JE tidak hanya sangat mematikan, tetapi bahkan di antara para korban selamat, sekitar lima puluh persen juga mengalami disabilitas neurologis yang permanen. Hal ini dapat mencakup gemetar yang terus-menerus, kehilangan pendengaran atau penglihatan, gangguan bicara dan ingatan, articulasi bicara yang melemah, serta defisit motorik seperti kelemahan atau kelumpuhan pada anggota tubuh. Tidak ada obat antivirus khusus yang dikembangkan untuk virus JE; namun, vaksin yang efektif terhadap virus ini tersedia.

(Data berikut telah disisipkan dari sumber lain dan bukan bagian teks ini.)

PR #7795, opened 2023-06-13
Adjust send_rpc_query to send RPC requests via the NooBaa CLI

sagihirshfeld:
In 4.14 the URL that was used to make NooBaa RPC requests has been removed, so this PR adjusts the method that was used to make these calls, so it uses the NooBaa CLI instead.

See this google chat thread for details:
https://url.corp.redhat.com/c4c3508

PR #7875, opened 2023-06-21
Choose to use only the MCG-CLI for RPC calls elsewhere

sagihirshfeld:
In 4.14 RPCs are only possible via the MCG-CLI, but in #7795 we kept making RPCs against the noobaa-endpoint in lower versions just to keep covering the noobaa-mgmt route.

This PR separates the functionality issue from the coverage issue by introducing a dedicated test for the noobaa-mgmt route, and choosing to use the MCG-CLI for RPCs in all other cases.

### DIFF
--- a/tests/manage/mcg/test_nb_mgmt_endpoint.py
+++ b/tests/manage/mcg/test_nb_mgmt_endpoint.py
@@ -1,0 +1,50 @@
+import json
+import requests
+import logging
+
+from ocs_ci.framework.testlib import tier1
+
+from ocs_ci.framework.testlib import MCGTest
+from ocs_ci.framework.testlib import skipif_ocs_version
+
+logger = logging.getLogger(name=__file__)
+
+
+@tier1
+@skipif_ocs_version("<4.14")
+class TestNoobaaMgmtEndpoint(MCGTest):
+    """
+    Test the noobaa mgmt route functionality
+    """
+
+    def test_noobaa_mgmt_route(self, mcg_obj_session):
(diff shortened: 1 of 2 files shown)


tiffanyn108 (approved):

tests/manage/mcg/test_nb_mgmt_endpoint.py
```diff
@@ -0,0 +1,63 @@
...
+from ocs_ci.framework.testlib import MCGTest
+from ocs_ci.framework.testlib import skipif_ocs_version
+
+from ocs_ci.ocs.bucket_utils import retrieve_verification_mode
+
+logger = logging.getLogger(name=__file__)
+
+
+@tier1
+@skipif_ocs_version(">4.13")
```
mashetty330, line 16: why dont we raise this as seperate PR against release branches <= 4.12 ?

sagihirshfeld: Thanks for brining my attention to this - this PR was created when 4.14 and 4.13 used the same OCS-CI branch so the test's purpose was to keep covering the RPC route in 4.13. However, now that they're separated we no longer need this test in 4.14, just 4.13 (in 4.12 and under we still use HTTPS calls to the RPC route instead of the MCG-CLI, so don't need that test there).

I'll start by removing this test from this PR.

petr-balogh (approved):

tiffanyn108 (approved):

PR #7882, opened 2023-06-21
Update ACM version to 2.8 GAed

prsurve:


am-agrawa (approved):

prsurve:
marking as verifed as the acm deployment passed but when running deployment test it failed creating acm as it was already installed

petr-balogh (approved):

Alasan di balik munculnya kembali virus JE di Nepal harus dianalisis dan ditangani untuk mengendalikan situasi tersebut. Ada beberapa kemungkinan alasan munculnya kembali JE di Nepal. Pertama, sejak pemberian vaksin JE secara luas, kematian tetap rendah selama periode yang lama, menyebabkan banyak orang percaya bahwa JE bukan lagi ancaman kesehatan masyarakat, bahkan di daerah dengan wabah sebelumnya, sehingga mereka mengabaikan pentingnya vaksinasi. Kedua, vaksin JE mungkin belum diberikan secara memadai di daerah-daerah yang endemis JE oleh otoritas terkait. Ketiga, efikasi perlindungan vaksin setelah pemberian dosis lengkap perlu dievaluasi dan individu yang telah divaksinasi sebelumnya perlu diberitahu apakah dosis penguat diperlukan.
Virus JE kembali muncul di Nepal setelah hampir 19 tahun vakum. Meskipun penyakit yang ditularkan oleh vektor lainnya juga meningkat di Nepal, JE harus lebih serius diperhatikan karena virus ini jauh lebih mematikan dibandingkan yang lain. Pengalaman dalam mengendalikan infeksi telah menunjukkan bahwa memperluas dan memfasilitasi akses terhadap vaksinasi dapat secara efektif mengurangi jumlah korban manusia dari virus ini hingga mendekati nol. Oleh karena itu, otoritas terkait harus fokus pada isu ini dan memberikannya perhatian segera.